To use that type, we send security type 30 (0x1E) to the server, and extract the response which contains parameters for the authentication. Here is this response in wireshark:
Looks like Diffie Hellman! The generator value is always two bytes and is first in the packet. The key length is next and is a two byte integer. The prime modulus and public key follow and are the same size as the key length. So far, the debugging output of the plugin outputs this:
RFB protocol version = 3.889 Server Auth Types: 30,33,36,35 Doing apple auth! ARD Material: Generator : 0002 Key Length : 128 Prime Modulus : ffffffffffffffffc90fdaa22168c234c4c6628b80dc1cd129024e088a67cc74020bbea63b139b22514a08798e3404ddef9519b3cd3a431b302b0a6df25f14374fe1356d6d51c245e485b576625e7ec6f44c42e9a637ed6b0bff5cb6f406b7edee386bfb5a899fa5ae9f24117c4b1fe649286651ece65381ffffffffffffffff Public Key : a1ef2769ecfa51e2913751a3c51e3fabde0732466915fe0f65cf0aa61f468a929850717f4258a9449da3ba92e3a7ab07d12bb503ea34f079c98837c40dce8cfd123c3bf6ffbef49c6ea42abda1a80d317bd001dc6545da46d4697b5b90a26ef5f859983c2c0b4f09d29883344b05da3222ee268460687c2d8544df62cb2f49b5
So, the obvious thing we need to do is generate our own DH key-pair and calculate the shared secret. What’s next?

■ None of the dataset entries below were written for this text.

PR #612, opened 2023-05-23
Make ArrayPartition default instead of ProductRepr

mateuszbaran:
Resolves one of the issues raised in #609 .

This should be only slightly breaking so I don't think an actual breaking release is necessary.

### DIFF
--- a/Project.toml
+++ b/Project.toml
@@ -1,7 +1,7 @@
 name = "Manifolds"
 uuid = "1cead3c2-87b3-11e9-0ccd-23c62b72b94e"
 authors = ["Seth Axen <seth.axen@gmail.com>", "Mateusz Baran <mateuszbaran89@gmail.com>", "Ronny Bergmann <manopt@ronnybergmann.net>", "Antoine Levitt <antoine.levitt@gmail.com>"]
-version = "0.8.66"
+version = "0.8.67"
 
 [deps]
 Distributions = "31c24e10-a181-5473-b8eb-7969acd0382f"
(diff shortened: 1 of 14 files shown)


kellertuer:
How breaking this is is maybe hard to estimate?
But we could introduce a default function (yet again) for this as well?

And we could also deprecate ProductRepr?

kellertuer:
You changed quite some code for the switch, so a default data type might be helpful in case we want to switch again?

I think in favour of ArrayPartition we should deprecate ProductRepr (and remove it in 0.9), since I do not see much gain in inventing our own data type if probably better tested and maybe more efficient others do exist.

mateuszbaran:
Most code changes is either adapting tests or adding some missing functionality to `ArrayPartition`. Actually changing the default is something like replacing `ProductRepr` with `ArrayPartition` in a few places.

I guess the only way to switch defaults would be encoding it in the manifold?

`ArrayPartition` is generally a better choice. I don't quite like the way it's printed and the linear indexing seems like a hacky and dangerous feature but it's more compatible thanks to it.

kellertuer:
I just feel it is maybe a bit beyond what Manifolds.jl should provide, if it exists - unless there is a really good reason for ProductRepr.

The printing could be a PR to the original package then?
About the internals, you are more experienced than me.

mateuszbaran:
@kellertuer I think this is ready :slightly_smiling_face:

kellertuer (approved):

mateuszbaran:
I remember reworking Circle some time ago to make it accept one-element vectors as points and tangent vectors but the current implementation is a bit conflicted about it.

kellertuer:
I hope we did not loose any of these in merges? I had in mind Circle works for both, yes.

mateuszbaran:
It was a bit incorrect but I haven't checked git blame to see why.

PR #619, opened 2023-05-27
Deprecate LinearAffineMetric, resolves #527

### LINKED ISSUE #527: Rename `LinearAffineMetric` to `AffineInvariantMetric`
We currently use the type `LinearAffineMetric` at

https://juliamanifolds.github.io/Manifolds.jl/latest/manifolds/symmetricpositivedefinite.html#Manifolds.LinearAffineMetric

for the metric that is actually affine invariant. I think this might be an old remedy of earlier code I wrote, where I somehow used this name. We should rename this for the next breaking change.

kellertuer:
use `AffineInvariantMetric` instead. This resolves #527.

I am just not sure the deprecation tests work, it seems one can check for a warning (if tests are run with `depwarn=true` or use `@test_deprecated´ but I can consistently get both to pass and fail. So let's see what the CI likes.

### DIFF
--- a/docs/src/manifolds/symmetricpositivedefinite.md
+++ b/docs/src/manifolds/symmetricpositivedefinite.md
@@ -25,7 +25,7 @@ Filter = t -> t !== mean
 
 ```@autodocs
 Modules = [Manifolds]
-Pages = ["manifolds/SymmetricPositiveDefiniteLinearAffine.jl"]
+Pages = ["manifolds/SymmetricPositiveDefiniteAffineInvariant.jl"]
 Order = [:type]
 ```
 
--- a/docs/src/manifolds/symmetricpositivedefinite.md
+++ b/docs/src/manifolds/symmetricpositivedefinite.md
@@ -21,7 +21,7 @@ Private=false
 Filter = t -> t !== mean
 ```
 
-## Default metric: the linear affine metric
+## Default metric: the affine invariant metric
 
 ```@autodocs
 Modules = [Manifolds]
@@ -29,7 +29,7 @@ Pages = ["manifolds/SymmetricPositiveDefiniteLinearAffine.jl"]
 Order = [:type]
 ```
 
-This metric is also the default metric, i.e. any call of the following functions with `P=SymmetricPositiveDefinite(3)` will result in `MetricManifold(P,LinearAffineMetric())`and hence yield the formulae described in this seciton.
+This metric is also the default metric, i.e. any call of the following functions with `P=SymmetricPositiveDefinite(3)` will result in `MetricManifold(P,AffineInvariantMetric())`and hence yield the formulae described in this seciton.
 
 ```@autodocs
 Modules = [Manifolds]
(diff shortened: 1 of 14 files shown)


tutorials/getstarted.jl
```diff
@@ -458,7 +458,7 @@ M₈ = SymmetricPositiveDefinite(3)
 # ╔═╡ 82dca58f-52e6-491e-97ec-904bb5b0b36b
 md"""
 which is the manifold of ``3×3`` matrices that are [symmetric and positive definite](https://juliamanifolds.github.io/Manifolds.jl/latest/manifolds/symmetricpositivedefinite.html#Manifolds.SymmetricPositiveDefinite).
-which has a default as well, the affine invariant [`LinearAffineMetric`](https://juliamanifolds.github.io/Manifolds.jl/latest/manifolds/symmetricpositivedefinite.html#Default-metric:-the-linear-affine-metric), but also has several different metrics.
+which has a default as well, the affine invariant [`AffineInvariantMetric`](https://juliamanifolds.github.io/Manifolds.jl/latest/manifolds/symmetricpositivedefinite.html#Default-metric:-the-linear-affine-metric), but also has several different metrics.
```
mateuszbaran, line 461: The link is probably incorrect now?

kellertuer: Well spotted. I currently can not render the Pluto notebooks with PlutoStaticHTML it seems, but lets see what the CI does.

kellertuer: Zes, I am a bit stuck. PlutoStaticHTML fails because it is either not working with Julia 1.9 completely, or because the Pluto notebooks are 1.8.1 notebooks – I am not sure, but I can also not update the hand gestures notebook, since Pluto says that is not a notebook...

kellertuer: CI says it should be fine now.

docs/src/manifolds/symmetricpositivedefinite.md
```diff
@@ -21,15 +21,15 @@ Private=false
 Filter = t -> t !== mean
 ```
 
-## Default metric: the linear affine metric
+## Default metric: the affine invariant metric
 
 ```@autodocs
 Modules = [Manifolds]
 Pages = ["manifolds/SymmetricPositiveDefiniteLinearAffine.jl"]
```
mateuszbaran, line 28:
```suggestion
Pages = ["manifolds/SymmetricPositiveDefiniteAffineInvariant.jl"]
```
I haven't tested but that looks right.

kellertuer: again, wellSpotten, I had hoped having found all with my search and replaced, but might have missed this.

mateuszbaran: I just checked if the docs get rendered correctly and they weren't, so I looked what might be the reason :slightly_smiling_face: .

mateuszbaran: ...and there was one more reference to update :smile:

mateuszbaran (approved):

kellertuer:
Thanks for the careful revision and help :)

After a bit more Googling and wireshark analysis, we learn that the username and password are sent using AES encryption (using ECB mode), with the key being the MD5 value of the shared secret. The username/password are sent in a 128 byte blob. The first 64 bytes is for the username, the last 64 is for the password. The username and password are null terminated and the remaining space is padded with random bytes. Here is an example of the blob with username admin, password FooBar12 (before we encrypt the data):
To complete the authentication, we need to send the AES encrypted password blob, plus our public DH key and the server will send a four byte integer to indicate success/failure. 0 is success, 1 is failure. Now we can write our remote check!
Exploiting the Vulnerability
Exploiting the vulnerability is easy. We try to log in using root and a blank password multiple times (four times max) using the process described above. If we are successful logging in, then the remote host is vulnerable.
The Nessus® Plugin
Plugin 104885 was created to exploit the issue remotely over VNC. You must have “safe checks” disabled in order for this run to plugin. This is because successful exploitation will enable the root account, so there is a bit of cleanup involved afterward if you find any affected boxes with the plugin. You need to both disable the root account, and patch the underlying vulnerability.